Figure 1. Association analyses within the chr12q24.13 region in relation to COVID-19 outcomes in patients of European ancestry.

a) Association analyses in 601 patients with non-hospitalized (mild) compared to 954 patients with hospitalized COVID-19. b) Variants included in SuSie 95% credible sets and their posterior inclusion probabilities (PIP); two 95% credible sets were identified with a threshold of an average correlation between all variables >0.9. c) Association analyses in 601 patients with non-hospitalized (mild) compared to 566 patients with hospitalized severe COVID-19. d) LD plot (r²) in the total set of 1555 patients with COVID-19 and location of OAS1, OAS3, and OAS2 reference transcripts. Blue shading indicates the 32Kb LD block (hg38: chr12:112912991-112945172) that includes 135 variants in r²>0.8 with the lead rs10774671; 125 of these variants form only two common haplotypes – risk and non-risk.
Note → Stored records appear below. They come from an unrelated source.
PR #1127, opened 2023-07-08
Fix when marshal is intentionally an array

Morstis:
Fixes the following bug:

When having an array as scalar type houdini does not marhash the array, because it gets interpreted as a list.
https://github.com/HoudiniGraphql/houdini/blob/7e2977ff5f1e737aebbb606e473708036f303d02/packages/houdini/src/runtime/lib/scalars.ts#L114

E.g.
```ts
houdini.config.js
...
_text: {
  type: 'string[]',

  unmarshal(val) {
    return val;
  },

  marshal(array) {
    console.log(array, typeof array);
  return `{${array.toString()}}`;
  }
}
...
```

would log the values of the array when using this type as an input.

E.g. this mutation would result in "foo" and "bar" as two console.logs with type string

```graphql
mutation updateUser($otherLanguages: _text!) {
  insertUserDataOne(object: {otherLanguages: $otherLanguages}) {
    id
  }
}
```
```ts
.mutate({variables: {otherLanguages: ["foo", "bar"]}});
```

This PR fixes this behaviour for mutations. It currently doesn't look into queries.

A note to the code:
https://github.com/Morstis/houdini/blob/28efb4c35db3e3016e44bf25cab4a858c12ba13f/packages/houdini/src/runtime/lib/scalars.ts#L126
the deep exploration will be slow, because it will explore the whole array. When inputting very big multidimensional arrays this code is not optimal!

### DIFF
--- a/packages/houdini/src/runtime/lib/scalars.ts
+++ b/packages/houdini/src/runtime/lib/scalars.ts
@@ -110,9 +110,12 @@ export function marshalInputs<T>({
 
 			// is the type something that requires marshaling
 			const marshalFn = config.scalars?.[type]?.marshal
+			const scalarType = config.scalars?.[type]?.type
 			if (marshalFn) {
-				// if we are looking at a list of scalars
-				if (Array.isArray(value)) {
+				const shouldBeArray =
+					scalarType?.endsWith('[]') || scalarType?.match(/Array<.*>/) || false
+				// if we are looking at a list of scalars that should not be arrays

The Neandertal-introgressed genomic fragment of 97 Kb is marked based on previously reported variants⁷. e) Analysis of haplotypes including four core variants tagging the Neandertal haplotype and extended haplotypes additionally including three variants associated with severe COVID-19. Full association results for individual variants and haplotypes are provided in Table S1.